What is needed – Write out exactly the lines of the entries below from the one holding "-146,7 +146,8 @@" to the one holding "-184,10 +186,7 @@", inclusive, and leave out all other lines.

□ □ □ □ □ □ □

PR #17034, opened 2022-07-18
Update support for :has() in Chrome

MrBrain295:
#### Summary

Fix version.
#### Test results and supporting details

https://chromestatus.com/feature/5794378545102848
#### Related issues

This fixes: #17020

PR #17072, opened 2022-07-22
Link Android bug for navigator.mediaDevices.getDisplayMedia()

foolip:
The WebView data is mirrored. It ended up like this seemingly due to an
incorrect interpretation of a "This also applies to webview_android"
review comment for Chrome Android, which was resolved by copying the
Firefox Android data:
https://github.com/mdn/browser-compat-data/pull/3290

### DIFF
--- a/api/MediaDevices.json
+++ b/api/MediaDevices.json
@@ -146,7 +146,8 @@
               "version_added": "72"
             },
             "chrome_android": {
-              "version_added": false
+              "version_added": false,
+              "notes": "See <a href='https://crbug.com/487935'>bug 487935</a>."
             },
             "edge": [
               {
@@ -154,6 +155,7 @@
               },
               {
                 "version_added": "17",
+                "version_removed": "79",
                 "notes": "Available as a member of <code>Navigator</code> instead of <code>MediaDevices</code>."
               }
             ],
@@ -184,10 +186,7 @@
               "version_added": false
             },
             "samsunginternet_android": "mirror",
-            "webview_android": {
-              "version_added": false,
-              "notes": "API is available, but will always fail with <code>NotAllowedError</code>."
-            }
+            "webview_android": "mirror"
           },
           "status": {
             "experimental": false,


api/MediaDevices.json
```diff
@@ -146,14 +146,16 @@
               "version_added": "72"
             },
             "chrome_android": {
-              "version_added": false
+              "version_added": false,
+              "notes": "See <a href='https://crbug.com/487935'>bug 487935</a>."
```
jpmedley, line 150: This bug looks like it's finally moving forward. If so, I have the same objection I have to listing bugs generally. The time they're included after fixing tends to far exceed the time they're useful to readers.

□ □ □ □ □ □ □

Finished task –
@@ -146,7 +146,8 @@
               "version_added": "72"
             },
             "chrome_android": {
-              "version_added": false
+              "version_added": false,
+              "notes": "See <a href='https://crbug.com/487935'>bug 487935</a>."
             },
             "edge": [
               {
@@ -154,6 +155,7 @@
               },
               {
                 "version_added": "17",
+                "version_removed": "79",
                 "notes": "Available as a member of <code>Navigator</code> instead of <code>MediaDevices</code>."
               }
             ],
@@ -184,10 +186,7 @@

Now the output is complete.